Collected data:
┌──
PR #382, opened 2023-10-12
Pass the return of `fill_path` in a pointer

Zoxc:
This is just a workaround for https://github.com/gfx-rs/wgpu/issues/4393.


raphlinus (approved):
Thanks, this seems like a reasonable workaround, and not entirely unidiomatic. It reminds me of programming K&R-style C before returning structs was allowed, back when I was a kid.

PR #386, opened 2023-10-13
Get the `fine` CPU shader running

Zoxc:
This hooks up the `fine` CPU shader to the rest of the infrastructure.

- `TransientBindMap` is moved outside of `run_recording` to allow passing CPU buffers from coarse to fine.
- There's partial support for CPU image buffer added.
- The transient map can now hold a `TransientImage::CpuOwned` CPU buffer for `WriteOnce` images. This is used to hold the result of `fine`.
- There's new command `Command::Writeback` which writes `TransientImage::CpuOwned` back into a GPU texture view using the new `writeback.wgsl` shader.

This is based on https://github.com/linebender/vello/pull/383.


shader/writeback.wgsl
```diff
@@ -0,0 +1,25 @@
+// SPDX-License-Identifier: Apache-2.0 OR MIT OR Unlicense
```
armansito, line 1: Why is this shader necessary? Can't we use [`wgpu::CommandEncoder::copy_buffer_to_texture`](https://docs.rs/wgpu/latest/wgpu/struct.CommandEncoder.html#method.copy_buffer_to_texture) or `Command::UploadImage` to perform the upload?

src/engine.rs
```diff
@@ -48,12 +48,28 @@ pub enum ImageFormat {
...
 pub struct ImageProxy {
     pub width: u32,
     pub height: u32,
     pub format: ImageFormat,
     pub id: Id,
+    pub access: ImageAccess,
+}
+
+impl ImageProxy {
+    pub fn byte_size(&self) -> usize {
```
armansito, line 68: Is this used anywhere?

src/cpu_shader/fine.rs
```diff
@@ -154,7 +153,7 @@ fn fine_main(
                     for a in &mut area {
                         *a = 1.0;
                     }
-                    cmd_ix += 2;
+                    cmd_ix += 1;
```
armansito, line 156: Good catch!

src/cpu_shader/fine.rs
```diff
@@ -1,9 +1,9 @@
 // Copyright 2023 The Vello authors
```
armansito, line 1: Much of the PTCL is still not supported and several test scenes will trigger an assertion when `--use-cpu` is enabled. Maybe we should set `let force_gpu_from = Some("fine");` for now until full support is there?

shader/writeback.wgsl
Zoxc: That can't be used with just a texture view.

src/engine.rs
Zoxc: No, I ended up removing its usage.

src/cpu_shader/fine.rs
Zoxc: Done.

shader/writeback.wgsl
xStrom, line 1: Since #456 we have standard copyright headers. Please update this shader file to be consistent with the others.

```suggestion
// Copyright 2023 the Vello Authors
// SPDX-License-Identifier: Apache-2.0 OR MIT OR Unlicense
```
└──
┌──
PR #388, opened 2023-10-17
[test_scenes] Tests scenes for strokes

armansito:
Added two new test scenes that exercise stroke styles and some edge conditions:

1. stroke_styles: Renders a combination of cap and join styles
└──
┌──
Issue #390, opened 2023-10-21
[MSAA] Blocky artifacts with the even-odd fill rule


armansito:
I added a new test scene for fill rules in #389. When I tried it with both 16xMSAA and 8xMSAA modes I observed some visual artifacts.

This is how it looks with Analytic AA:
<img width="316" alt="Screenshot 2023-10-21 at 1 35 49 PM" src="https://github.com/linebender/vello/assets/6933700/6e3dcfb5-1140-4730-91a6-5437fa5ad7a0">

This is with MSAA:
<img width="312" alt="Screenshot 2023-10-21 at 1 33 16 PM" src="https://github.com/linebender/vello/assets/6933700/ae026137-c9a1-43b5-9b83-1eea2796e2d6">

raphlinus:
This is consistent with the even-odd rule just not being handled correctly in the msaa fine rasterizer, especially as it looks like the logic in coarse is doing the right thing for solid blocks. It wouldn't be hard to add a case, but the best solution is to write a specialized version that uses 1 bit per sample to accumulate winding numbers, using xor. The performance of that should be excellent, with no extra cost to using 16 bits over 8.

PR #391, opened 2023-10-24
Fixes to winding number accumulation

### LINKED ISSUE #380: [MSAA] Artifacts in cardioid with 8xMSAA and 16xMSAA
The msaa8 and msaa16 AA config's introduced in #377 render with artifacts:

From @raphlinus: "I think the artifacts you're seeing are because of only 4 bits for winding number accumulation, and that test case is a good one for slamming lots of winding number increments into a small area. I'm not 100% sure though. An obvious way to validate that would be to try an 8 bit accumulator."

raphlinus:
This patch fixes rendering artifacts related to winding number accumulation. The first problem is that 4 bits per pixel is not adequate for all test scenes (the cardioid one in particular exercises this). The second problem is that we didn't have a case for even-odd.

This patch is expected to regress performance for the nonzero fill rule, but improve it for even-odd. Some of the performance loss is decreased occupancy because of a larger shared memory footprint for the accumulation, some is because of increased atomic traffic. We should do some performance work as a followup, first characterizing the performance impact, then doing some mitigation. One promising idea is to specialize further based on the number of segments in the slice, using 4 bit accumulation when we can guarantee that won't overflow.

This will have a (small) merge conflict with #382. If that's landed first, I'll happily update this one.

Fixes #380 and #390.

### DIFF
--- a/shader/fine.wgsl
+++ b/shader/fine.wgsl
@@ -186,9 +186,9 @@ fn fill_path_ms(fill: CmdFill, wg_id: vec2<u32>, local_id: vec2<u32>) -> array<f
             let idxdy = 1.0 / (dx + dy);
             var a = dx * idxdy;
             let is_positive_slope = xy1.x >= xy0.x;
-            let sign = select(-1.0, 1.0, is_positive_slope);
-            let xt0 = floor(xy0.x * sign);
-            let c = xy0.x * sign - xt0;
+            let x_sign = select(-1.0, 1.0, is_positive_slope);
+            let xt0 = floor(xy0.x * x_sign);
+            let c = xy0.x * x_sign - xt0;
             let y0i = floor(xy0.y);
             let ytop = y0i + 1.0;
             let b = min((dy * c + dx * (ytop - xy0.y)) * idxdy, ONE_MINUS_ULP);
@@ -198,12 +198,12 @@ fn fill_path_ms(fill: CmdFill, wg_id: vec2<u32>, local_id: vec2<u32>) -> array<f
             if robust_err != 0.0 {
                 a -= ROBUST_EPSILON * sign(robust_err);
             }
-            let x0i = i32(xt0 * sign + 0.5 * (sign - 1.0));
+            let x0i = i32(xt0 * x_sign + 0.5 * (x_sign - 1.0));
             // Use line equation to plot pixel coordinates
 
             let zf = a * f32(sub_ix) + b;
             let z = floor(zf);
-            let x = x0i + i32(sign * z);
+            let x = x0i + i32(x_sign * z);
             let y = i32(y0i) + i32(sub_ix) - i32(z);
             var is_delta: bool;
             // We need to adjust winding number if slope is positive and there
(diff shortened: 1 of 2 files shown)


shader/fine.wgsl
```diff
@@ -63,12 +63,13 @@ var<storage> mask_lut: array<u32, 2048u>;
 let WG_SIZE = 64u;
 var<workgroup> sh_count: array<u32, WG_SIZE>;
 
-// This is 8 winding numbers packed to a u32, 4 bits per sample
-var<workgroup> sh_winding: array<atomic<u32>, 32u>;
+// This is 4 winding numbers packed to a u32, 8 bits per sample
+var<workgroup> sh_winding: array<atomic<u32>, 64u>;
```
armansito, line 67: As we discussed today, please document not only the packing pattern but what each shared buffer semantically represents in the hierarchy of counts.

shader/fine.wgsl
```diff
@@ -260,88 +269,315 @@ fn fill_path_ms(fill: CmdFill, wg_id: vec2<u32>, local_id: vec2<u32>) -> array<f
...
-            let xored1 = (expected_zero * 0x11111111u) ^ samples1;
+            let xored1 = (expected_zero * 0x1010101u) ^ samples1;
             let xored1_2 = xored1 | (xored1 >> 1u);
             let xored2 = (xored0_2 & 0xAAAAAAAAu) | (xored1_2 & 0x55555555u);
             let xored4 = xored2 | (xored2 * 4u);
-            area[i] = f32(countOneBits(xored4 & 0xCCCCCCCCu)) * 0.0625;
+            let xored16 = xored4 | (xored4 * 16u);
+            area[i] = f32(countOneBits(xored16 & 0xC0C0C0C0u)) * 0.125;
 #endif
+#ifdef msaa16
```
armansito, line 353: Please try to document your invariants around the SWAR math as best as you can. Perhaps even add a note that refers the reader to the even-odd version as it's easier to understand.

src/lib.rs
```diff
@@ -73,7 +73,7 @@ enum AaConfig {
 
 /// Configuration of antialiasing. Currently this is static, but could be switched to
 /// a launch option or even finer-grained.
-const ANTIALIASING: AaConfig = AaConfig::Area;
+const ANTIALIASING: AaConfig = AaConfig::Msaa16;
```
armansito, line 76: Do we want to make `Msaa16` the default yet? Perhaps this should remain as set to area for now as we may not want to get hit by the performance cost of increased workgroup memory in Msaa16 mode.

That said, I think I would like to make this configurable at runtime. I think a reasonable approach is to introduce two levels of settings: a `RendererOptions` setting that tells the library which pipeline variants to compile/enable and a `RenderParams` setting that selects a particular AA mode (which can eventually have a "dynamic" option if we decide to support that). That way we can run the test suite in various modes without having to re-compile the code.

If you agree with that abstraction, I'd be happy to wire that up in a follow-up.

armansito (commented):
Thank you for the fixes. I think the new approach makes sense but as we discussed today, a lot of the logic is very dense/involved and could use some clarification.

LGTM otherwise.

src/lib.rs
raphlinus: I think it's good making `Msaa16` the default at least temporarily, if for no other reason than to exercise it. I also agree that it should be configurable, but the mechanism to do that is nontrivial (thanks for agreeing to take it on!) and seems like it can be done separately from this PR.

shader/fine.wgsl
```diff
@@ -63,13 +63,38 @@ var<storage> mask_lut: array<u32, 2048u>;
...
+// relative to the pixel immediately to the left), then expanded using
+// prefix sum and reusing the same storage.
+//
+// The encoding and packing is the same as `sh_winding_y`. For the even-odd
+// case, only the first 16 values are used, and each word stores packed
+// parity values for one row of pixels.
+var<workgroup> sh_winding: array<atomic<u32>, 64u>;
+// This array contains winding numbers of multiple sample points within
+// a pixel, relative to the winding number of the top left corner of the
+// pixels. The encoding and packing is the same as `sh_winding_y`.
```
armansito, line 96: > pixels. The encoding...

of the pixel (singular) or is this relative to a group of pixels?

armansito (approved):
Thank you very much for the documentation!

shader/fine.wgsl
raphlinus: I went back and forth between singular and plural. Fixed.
└──
* [WHAT YOU SHOULD DO] Among the entries, find every line holding "option" and return it.

* [FINISHED EXERCISE]
 /// a launch option or even finer-grained.
That said, I think I would like to make this configurable at runtime. I think a reasonable approach is to introduce two levels of settings: a `RendererOptions` setting that tells the library which pipeline variants to compile/enable and a `RenderParams` setting that selects a particular AA mode (which can eventually have a "dynamic" option if we decide to support that). That way we can run the test suite in various modes without having to re-compile the code.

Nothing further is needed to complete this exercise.